- [Task details]: The word to find is "github". State how many lines below contain it, giving only the number.

- [Records supplied]:

PR #250, opened 2020-01-22
NonEmpty AdjacencyIntMaps

jitwit:
Adding modules for NAIMs

I was having problems in the test suite with `reachable` about couldn't match type `ToVertex AIM` with type `Int` so I commented it out for now. 

I changed the complexity comments for `vertexCount`/`edgeCount` in AIM, which claimed `O(1)`.

Hopefully not too many names in the documentation are out of sync!


src/Algebra/Graph/NonEmpty/AdjacencyIntMap.hs
```diff
@@ -0,0 +1,716 @@
...
+        eshow [(x, y)] = showString "edge "      . showsPrec 11 x .
+                         showString " "          . showsPrec 11 y
+        eshow xs       = showString "edges1 "    . showsPrec 11 xs
+        used           = IntSet.toAscList $ IntSet.fromList $ uncurry (++) $ unzip es
+
+-- Unsafe creation of a NonEmpty list.
+unsafeNonEmpty :: [Int] -> NonEmpty Int
+unsafeNonEmpty = fromMaybe (error msg) . nonEmpty
+  where
+    msg = "Algebra.Graph.AdjacencyIntMap.unsafeNonEmpty: Graph is empty"
```
snowleopard: Should be `Algebra.Graph.NonEmpty.AdjacencyIntMap`. Alternatively, we could move this utility function to `Algebra.Graph.Internal`.

src/Algebra/Graph/NonEmpty/AdjacencyIntMap.hs
```diff
@@ -0,0 +1,716 @@
...
+-- 'toNonEmpty' . fromNonEmpty == 'Just'
+-- @
+fromNonEmpty :: AdjacencyIntMap -> AIM.AdjacencyIntMap
+fromNonEmpty = am
+
+-- | Construct the graph comprising /a single isolated vertex/.
+-- Complexity: /O(1)/ time and memory.
+--
+-- @
+-- 'AdjacencyIntMap.hasVertex' x (vertex x) == True
```
snowleopard: I'm a bit confused: do we really need qualifications `AdjacencyIntMap.` here?

jitwit: I don't think so. I was following very closely the `NonEmpty.AdjacencyMap` module

src/Algebra/Graph/NonEmpty/AdjacencyIntMap.hs
```diff
@@ -0,0 +1,716 @@
...
+-- that are 'Nothing'. Returns 'Nothing' if the resulting graph is empty.
+-- Complexity: /O(n + m)/ time.
+--
+-- @
+-- induceJust1 ('vertex' 'Nothing')                               == 'Nothing'
+-- induceJust1 ('edge' ('Just' x) 'Nothing')                        == 'Just' ('vertex' x)
+-- induceJust1 . 'gmap' 'Just'                                    == 'Just'
+-- induceJust1 . 'gmap' (\\x -> if p x then 'Just' x else 'Nothing') == 'induce1' p
+-- @
+-- TODO: double check there's no analogue for AIMs
```
snowleopard: Yep, I don't think there is one.

test/Algebra/Graph/Test/NonEmpty/AdjacencyIntMap.hs
```diff
@@ -0,0 +1,626 @@
...
+import Algebra.Graph.ToGraph (reachable)
+
+import qualified Algebra.Graph.AdjacencyIntMap          as AIM
+import qualified Algebra.Graph.NonEmpty.AdjacencyIntMap as NonEmpty
+import qualified Data.List.NonEmpty                     as NonEmpty
+import qualified Data.Set                               as Set
+import qualified Data.IntSet                            as IntSet
+
+sizeLimit :: Testable prop => prop -> Property
+sizeLimit = mapSize (min 10)
```
snowleopard: There is `size10` in `Algebra.Graph.Test`, so this can be dropped.

src/Algebra/Graph/NonEmpty/AdjacencyIntMap.hs
```diff
@@ -0,0 +1,716 @@
...
+-- | The set of vertices of a given graph.
+-- Complexity: /O(n)/ time and memory.
+--
+-- @
+-- vertexSet . 'vertex'    == Set.'Set.singleton'
+-- vertexSet . 'vertices1' == Set.'Set.fromList' . 'Data.List.NonEmpty.toList'
+-- vertexSet . 'clique1'   == Set.'Set.fromList' . 'Data.List.NonEmpty.toList'
+-- @
+vertexSet :: AdjacencyIntMap -> IntSet
+vertexSet = coerce AIM.vertexIntSet
```
jitwit: Oops, should be `vertexIntSet`

test/Algebra/Graph/Test/NonEmpty/AdjacencyIntMap.hs
```diff
@@ -0,0 +1,626 @@
...
+
+type G = NonEmpty.AdjacencyIntMap
+
+axioms :: G -> G -> G -> Property
+axioms x y z = conjoin
```
snowleopard: Let's factor out these axioms and theorems for non-empty graphs to `Algebra.Graph.Test` too, to avoid code duplication.

src/Algebra/Graph/NonEmpty/AdjacencyIntMap.hs
jitwit: (And accompanying documentation functions `IntSet.`)

test/Algebra/Graph/Test/NonEmpty/AdjacencyIntMap.hs
```diff
@@ -0,0 +1,626 @@
...
+    ,             x <= x + y                    // "Overlay order"
+    ,         x + y <= x * y                    // "Overlay-connect order" ]
+
+testNonEmptyAdjacencyIntMap :: IO ()
+testNonEmptyAdjacencyIntMap = do
+    putStrLn "\n============ NonEmpty.AdjacencyIntMap ============"
+    test "Axioms of non-empty graphs"   axioms
+    test "Theorems of non-empty graphs" theorems
+
+    putStrLn $ "\n============ Ord NonEmpty.AdjacencyIntMap ============"
```
snowleopard: It would be nice to reduce code duplication for non-empty tests. We could move some tests into `Algebra.Graph.Test.Generic`, adding suffix `NonEmpty` to properties for disambiguatation.

src/Algebra/Graph/NonEmpty/AdjacencyIntMap.hs
snowleopard: Ha, indeed. If it's redundant, let's drop it there too.

src/Algebra/Graph/NonEmpty/AdjacencyIntMap.hs
snowleopard: Indeed :+1:

snowleopard:
@jitwit Thanks for doing this! I'm a bit terrified about the combinatorial explosion in modules but no idea what to do about it :)

src/Algebra/Graph/NonEmpty/AdjacencyIntMap.hs
jitwit: I think Internal sounds good

test/Algebra/Graph/Test/NonEmpty/AdjacencyIntMap.hs
jitwit: Does that require `Class Graph` instances for the `NonEmpty` types?

jitwit: To fit with the `GraphTestsuite g` synonym

snowleopard: Hmm, I think you are right, it's not that easy. OK, let's keep this as is, but leave a TODO to fix it at some point.

jitwit:
Yeah, the explosion is a bit horrifying. Is that part of why no `AdjacencyHashMap` type modules are supported?

snowleopard:
@jitwit Yep. At some point, I also had a representation based on arrays but then deleted it too.

test/Algebra/Graph/Test/NonEmpty/AdjacencyIntMap.hs
jitwit: `testAdjacencyMap` would be a model to go off? It seems like most of the functions from the `NAM` modules are candidates

snowleopard: Yes, I think we can reuse tests for most functions from `NonEmpty` modules. Just thought that perhaps creating `Generic.NonEmpty` would be best since then we don't need to do any renaming.

jitwit: Sorry, I'm not clear about the some of the issues and steps. What would need to be renamed? Does the plan look something like this?
* `Algebra.Graph.Test.API` module should get `NonEmpty` functions added and the nonempty types should get a `nonemptyAPI :: API (G/Mono) (Ord/(~) Int)`
* also add the `ToGraph` instance for NAIM
* new `TestsuiteInt g -> IO ()` functions go in `Algebra.Graph.Test.Generic.NonEmpty`
* each nonempty module would import the `API`, `Generic`, and `Generic.NonEmpty` modules similar to what `Algebra.Graph.Test.AdjacencyMap` does

snowleopard: After refreshing my memory on how things are implemented, here is a more concrete plan: 

* Extend `data API g c` with new fields that correspond to missing methods (most of them end with the suffix `1`). In fact there is a TODO for this: https://github.com/snowleopard/alga/blob/026ba0e14f267e0f3cd19feec1e64b2d5e4ecd35/test/Algebra/Graph/Test/API.hs#L58

* Add tests for missing methods to `Test.Generic` or `Test.Generic.NonEmpty` -- whichever turns out to be clearer/more convenient.

* I don't think we need any `ToGraph` instances for non-empty graphs but perhaps I'm mistaken? Instead, I expect `API` definitions similar to https://github.com/snowleopard/alga/blob/026ba0e14f267e0f3cd19feec1e64b2d5e4ecd35/test/Algebra/Graph/Test/API.hs#L146-L148

* Tests for non-empty modules would need to import `API`, `Generic` and perhaps also `Generic.NonEmpty` (if it turns out to be convenient).

jitwit: Thanks for the plan! Refactoring the nonempty modules to use generic is a bit daunting, but I'll try to find time and energy soon

snowleopard: @jitwit If you don't want to deal with this daunting task feel free to simply leave a TODO describing the plan. I do understand that it's no fun at all and happy to do it myself :)

jitwit:
Hi and sorry for the MASSIVE delay, I finally returned to this! Hope all is well.
I resolved some merge conflicts and added the last comments you made about the plan for generic tests to `test/Algebra/Graph/Test/API.hs`

snowleopard:
@jitwit Hey, welcome back! All is good and I hope you're good too. Nice new avatar 👍 

The plan looks fine to me, looking forward to future commits :)

jitwit:
Things are still good here, too. Thanks!

zyklotomic:
@snowleopard 

I was trying to continue the work mentioned in the thread above https://github.com/snowleopard/alga/pull/250#discussion_r371318553 .

If I understand correctly about extending the test API, we would want to add the field
```haskell
overlays1 :: forall a. c a => NonEmpty (g a) -> g a
```
 which should be analogous to the existing

```haskell
overlays :: forall a. c a => [g a] -> g a
```

Furthermore, I interpreted your plan as that we should be adding API's for other types of graphs. I started with `nonEmptyAdjacencyMapAPI :: API NAM.AdjacencyMap Ord` where `NAM` is the NonEmpty Adjacency Map module,  and
found an issue with implementing the API field for `overlays`. I can't think of a way that makes sense, since the type `[g a]` doesn't guarantee that the list will be non-empty.

I think we do in fact need `ToGraph` instances, because some API entries would be more conveniently implemented
using `ToGraph`, for example `isTopSortOf = ToGraph.isTopSortOf`.

I am not sure if I understood your plan correctly, let me know if I have misunderstood it. Thanks!

snowleopard:
@zyklotomic I think you understood the plan correctly. However, implementing a non-generic version of the testsuite for the new module should be OK too: as long as every property we promise in comments is tested, I will be happy :) So, feel free to test some (or all?) of the properties directly, without trying to be too generic. (I admit I might have overengineered the testsuite quite a bit...) 

However, since this is all still going to be quite a lot of work, I'd like us to take a step back and think: is it really worth it in the end? This library is already hard to navigate because of so many similar APIs: empty/non-empty, `Int`/generic, algebraic/`Map`-based etc. 

If I recall correctly, your specific motivation for doing this was the `scc` function, so here are two questions:
* Could you perhaps use `AdjacencyMap` instead of `AdjacencyIntMap`? Is the performance boost you get from `IntMap`s really that important for your application?
* If the answer to the above is "yes": perhaps, it would be better to invest our efforts into making `AdjacencyMap`s map faster, perhaps, by implementing it with `IntMap`s with some auxiliary `Int`/`a` mapping. 

I am a bit unhappy with how the library looks at the moment (it's way too complex) and I think adding more APIs may be a step in the wrong direction. So, it'd be really interesting to learn more about your motivation/use-case.

zyklotomic:
I have already been using an auxiliary mapping due to space complexity reasons. Performance boost isn't super important.

If you are interested, I used scc [here](https://gitlab.haskell.org/ghc/ghc-debug/-/merge_requests/5/diffs#diff-content-2e850d9bbcd25f97b3ddb5db44d1026bfefa416a). I was trying to write a heap analysis of the GHC runtime. I used scc to compress cycles in the heap reference graph into one representative node.

The only reason why I thought to add it was because it was missing. I do agree that the library is a bit complex. In my experience, it is because of the inconsistencies (such as `scc` not being available for IntMaps).  Having to select a specific graph "backend" such as `AdjacencyMap` was confusing. It is still a really enjoyable library to use nonetheless.

snowleopard:
> If you are interested, I used scc here. I was trying to write a heap analysis of the GHC runtime. I used scc to compress cycles in the heap reference graph into one representative node.

Wow, that's very cool! Best wishes with finishing this project.

> I do agree that the library is a bit complex. In my experience, it is because of the inconsistencies (such as `scc` not being available for IntMaps). Having to select a specific graph "backend" such as `AdjacencyMap` was confusing. 

Yes, I agree with you. I'd love to have consistency, but it seems almost unreachable in practice because of so many different combinations of graph flavours. It's very hard to implement, document, test and maintain all of these combinations. I'll try to find a way around that soon.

- [Solution to the problem]: 3